# Router Table Attachment



## wm460 (Feb 12, 2012)

Apart from the price what would be the problems with this router table attachment?

Harvey RT100 Router Table Attachment TO Suit Tablesaw Table SAW Wood Woodwork | eBay

I am thinking about making extension table like this out of MDF, have been looking at websites for parts needed.


----------



## Stick486 (Jan 4, 2013)

looks to be very well made...
see nothing wrong w/ it other that if you are using it your TS is out of commission and vice versa..


----------



## hawkeye10 (Jul 28, 2015)

Look at it this way. If you don't like it on your TS after a while just take it off and build a cabinet for it.


----------



## Stick486 (Jan 4, 2013)

hawkeye10 said:


> Look at it this way. If you don't like it on your TS after a while just take it off and build a cabinet for it.


good plan...


----------



## Cherryville Chuck (Sep 28, 2010)

The table will last forever and the fence is very functional. The fence is the same basic design I use now when I build my own. The price for both isn't that bad. If you have limited room it may be what you need but the drawbacks of having saw and router in one unit were already pointed out.

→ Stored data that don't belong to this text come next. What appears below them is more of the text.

Issue #135, opened 2021-05-25
Introduce debug flag in chart-verifier


isutton:
`chart-verifier` currently slurps output messages that have been
streamed to Stdout by default in chart-testing, but we would like to
instead stream those to Stderr when the `--debug` flag is passed.

komish:
@mmulholla  I believe this can be **closed** as well. The debug flag exists in the chart-verifier today.

PR #141, opened 2021-06-02
Improve reason output when chart-testing fails

### LINKED ISSUE #114: Improve reason output when chart-testing fails
For example, current reason when no OC cluster is available is: 

Error waiting for process: exit status 1

Need to make sure error message provides a good indication of the underlying problem.

isutton:
This change list improves in the Stderr and Stdout capture of helm and
kubectl/oc when errors are triggered not only by the absence of those
programs, but also when those programs are available but return
errors.

Closes #114

### DIFF
--- a/pkg/tool/helm.go
+++ b/pkg/tool/helm.go
@@ -40,8 +40,10 @@ func (h Helm) InstallWithValues(chart string, valuesFile string, namespace strin
 		// executing helm with args 'helm install ...': <process error>
 		// ---
 		// <stdout capture>
-		_ = stdoutCapture
-		return fmt.Errorf("executing helm with args %q: %w", strings.Join(helmArgs, " "), err)
+        if stdoutCapture == "" {
+            return fmt.Errorf("executing helm with args %q: %w", strings.Join(helmArgs, " "), err)
+        }
+        return fmt.Errorf("executing helm with args %q: %w\n---\n%s", strings.Join(helmArgs, " "), err, stdoutCapture)
 	}
 
 	return nil
--- a/pkg/tool/helm.go
+++ b/pkg/tool/helm.go
@@ -23,7 +23,7 @@ func NewHelm(exec ProcessExecutor, extraArgs []string) Helm {
 }
 
 func toStringArray(args []interface{}) []string {
-    copy := make([]string, len(args))
+	copy := make([]string, len(args))
 	for i, a := range args {
 		copy[i] = fmt.Sprint(a)
 	}
@@ -31,7 +31,7 @@ func toStringArray(args []interface{}) []string {
 }
 
 func toInterfaceArray(args []string) []interface{} {
-    copy := make([]interface{}, len(args))
+	copy := make([]interface{}, len(args))
 	for i, a := range args {
 		copy[i] = a
 	}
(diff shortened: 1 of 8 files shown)


mmulholla:
Can we also capture and include output form helm test?

isutton:
> Can we also capture and include output from helm test?

It already should since 'Helm.Test' flows through
'Helm.RunProcessInDirAndCaptureOutput' method, but it hasn't been
explicitly tested.

#135 has been created to track the implementation of a debug flag where the captured output would be streamed to the user's Stderr, if the intention of the question is debugging purposes.

mmulholla:
> > Can we also capture and include output from helm test?
> 
> It already should since 'Helm.Test' flows through
> 'Helm.RunProcessInDirAndCaptureOutput' method, but it hasn't been
> explicitly tested.
> 
> #135 has been created to track the implementation of a debug flag
> where the captured output would be streamed to the user's Stderr, if
> the intention of the question is related to debugging purposes.

```
func (h Helm) Test(namespace string, release string) error { 
        	_, err := h.RunProcessAndCaptureOutput("helm", "test", release, "--namespace", namespace, h.extraArgs)
        	return err
 }
```

the captured output is ignored.

pkg/tool/helm.go
```diff
@@ -21,15 +24,47 @@ func NewHelm(exec exec.ProcessExecutor, extraArgs []string) Helm {
...
 	}
 
-	if _, err := h.RunProcessAndCaptureOutput("helm", "install", release, chart, "--namespace", namespace,
-		"--wait", values, h.extraArgs); err != nil {
-		return err
+	helmArgs := []string{"install", release, chart, "--namespace", namespace, "--wait"}
+	helmArgs = append(helmArgs, values...)
+	helmArgs = append(helmArgs, h.extraArgs...)
+
+	if outputCapture, err := h.RunProcessAndCaptureOutput("helm", helmArgs); err != nil {
```
dperaza4dustbit, line 57: This takes care of helm install command, what about helm test command? User would also want to see errors there right? See Test function below? No changes needed there?

isutton:
> ```
> func (h Helm) Test(namespace string, release string) error { 
>         	_, err := h.RunProcessAndCaptureOutput("helm", "test", release, "--namespace", namespace, h.extraArgs)
>         	return err
>  }
> ```
>
> the captured output is ignored.

In this case, `err` has been augmented with the captured output in the
case of failure.

If we're referring to streaming the captured output of tests to the user
Stderr for debugging purposes, then #135 has been created to track that
for us.

isutton:
>  func (h Helm) InstallWithValues(chart string, valuesFile string, namespace string, release string) error {
>  	var values []string
>  	if valuesFile != "" {
>  		values = []string{"--values", valuesFile}
>  	}
>  
> -	if _, err := h.RunProcessAndCaptureOutput("helm", "install", release, chart, "--namespace", namespace,
> -		"--wait", values, h.extraArgs); err != nil {
> -		return err
> +	helmArgs := []string{"install", release, chart, "--namespace", namespace, "--wait"}
> +	helmArgs = append(helmArgs, values...)
> +	helmArgs = append(helmArgs, h.extraArgs...)
> +
> +	if outputCapture, err := h.RunProcessAndCaptureOutput("helm", helmArgs); err != nil {
>
> This takes care of helm install command, what about helm test command? User would also want to see errors there right? See Test function below? No changes needed there?
>

Right, I see the point you and @mmulholl are making. 

I'll move the error augmentation from `InstallWithValues` to
`RunProcessInDirAndCaptureOutput`, so the other two methods will inherit
the same behavior without changing its implementation.

dperaza4dustbit (approved):

pkg/tool/helm.go
isutton: This has been fixed in d960d23, where both Helm and Kubectl types both use; Oc is covered in 
2c20705.

isutton: The machinery responsible for enriching the error with the captured output content has been moved to another type and shared among all tools per d960d23 and bfb256e.

mmulholla (approved):
LGTM

dperaza4dustbit (approved):

PR #150, opened 2021-06-07
Fix Interface conversion error on oc.go

mmulholla:


baijum:
To avoid further regression, let's add some unit tests.

mmulholla:
Test looks good. Thank you Baiju.

pkg/tool/oc.go
```diff
@@ -41,8 +41,8 @@ func (o Oc) GetVersion() (string, error) {
 	}
 	// Relying on Kubernetes version can be replaced after fixing this issue:
 	// https://bugzilla.redhat.com/show_bug.cgi?id=1850656
-	kubeServerVersion := out[osVersionKey].(map[string]string)
-	kubeVersion := kubeServerVersion["major"] + "." + kubeServerVersion["minor"]
+	kubeServerVersion := out[osVersionKey].(map[string]interface{})
+	kubeVersion := fmt.Sprintf("%v.%v", kubeServerVersion["major"], kubeServerVersion["minor"])
```
baijum, line 45: Instead of `%v` format string, I think `%s` would be more appropriate.

baijum (approved):
LGTM

pkg/tool/oc.go
mmulholla: Updated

The other drawbacks are that the table is only 27" wide which is not bad but a little wider would be my preference. The major drawback (besides the 2 in one issue) is the depth of the working table. The only comfortable working position is at the end of the table. That doesn't appear to be very wide. Remembering that routing direction is right to left, if you were trying to route in the position that they show the fence lined up for you will be standing in almost the same place you would be to use the saw which means that to finish a router operation you will be reaching over the bit and across the table which is unacceptable in my point of view from a safety standpoint.


----------



## CharleyL (Feb 28, 2009)

I don't feel comfortable buying something from an ad like this. Only one picture and very little information about it is included. It appears like you are getting a cast iron table and a phenolic insert from the description, but there's no information about the insert size, whether it's pre-drilled for a router, or even if the extruded aluminum fence is actually included. I like to make zero clearance inserts to minimize the opening around the bit in use and I don't see anything to indicate that this is possible, or if there is any way to attach a vacuum port to the fence or table. Until they make more information available about this accessory, I wouldn't give them any of my money. I want to know more before I invest in things like this. A single picture and inadequate description won't do.

Charley


----------



## Stick486 (Jan 4, 2013)

it will take DC hook up at the fence...


----------



## Cherryville Chuck (Sep 28, 2010)

CharleyL said:


> I don't feel comfortable buying something from an ad like this. Only one picture and very little information about it is included. It appears like you are getting a cast iron table and a phenolic insert from the description, but there's no information about the insert size, whether it's pre-drilled for a router, or even if the extruded aluminum fence is actually included. I like to make zero clearance inserts to minimize the opening around the bit in use and I don't see anything to indicate that this is possible, or if there is any way to attach a vacuum port to the fence or table. Until they make more information available about this accessory, I wouldn't give them any of my money. I want to know more before I invest in things like this. A single picture and inadequate description won't do.
> 
> Charley


It doesn't specifically say it comes with the fence, which also bothers me, but it gives the length of the fence and the dust port size of the fence in the specs. The phenolic part is, I believe, the protective bit guard on the fence. A phenolic mounting plate would show in the photo. It may use a system like Lee Valley did with their steel tops. I have one and most routers will mount to it if it is but it would be good if it showed a picture of it for sure. I would like to see the hole in the table where the bit comes through and see how wide it is and whether any rings are available for using different size bits. Their sales pitch definitely could use some tweaking. Maybe there are more photos and specs on the manufacturer's site.


----------



## Stick486 (Jan 4, 2013)

Cherryville Chuck said:


> Maybe there are more photos and specs on the manufacturer's site.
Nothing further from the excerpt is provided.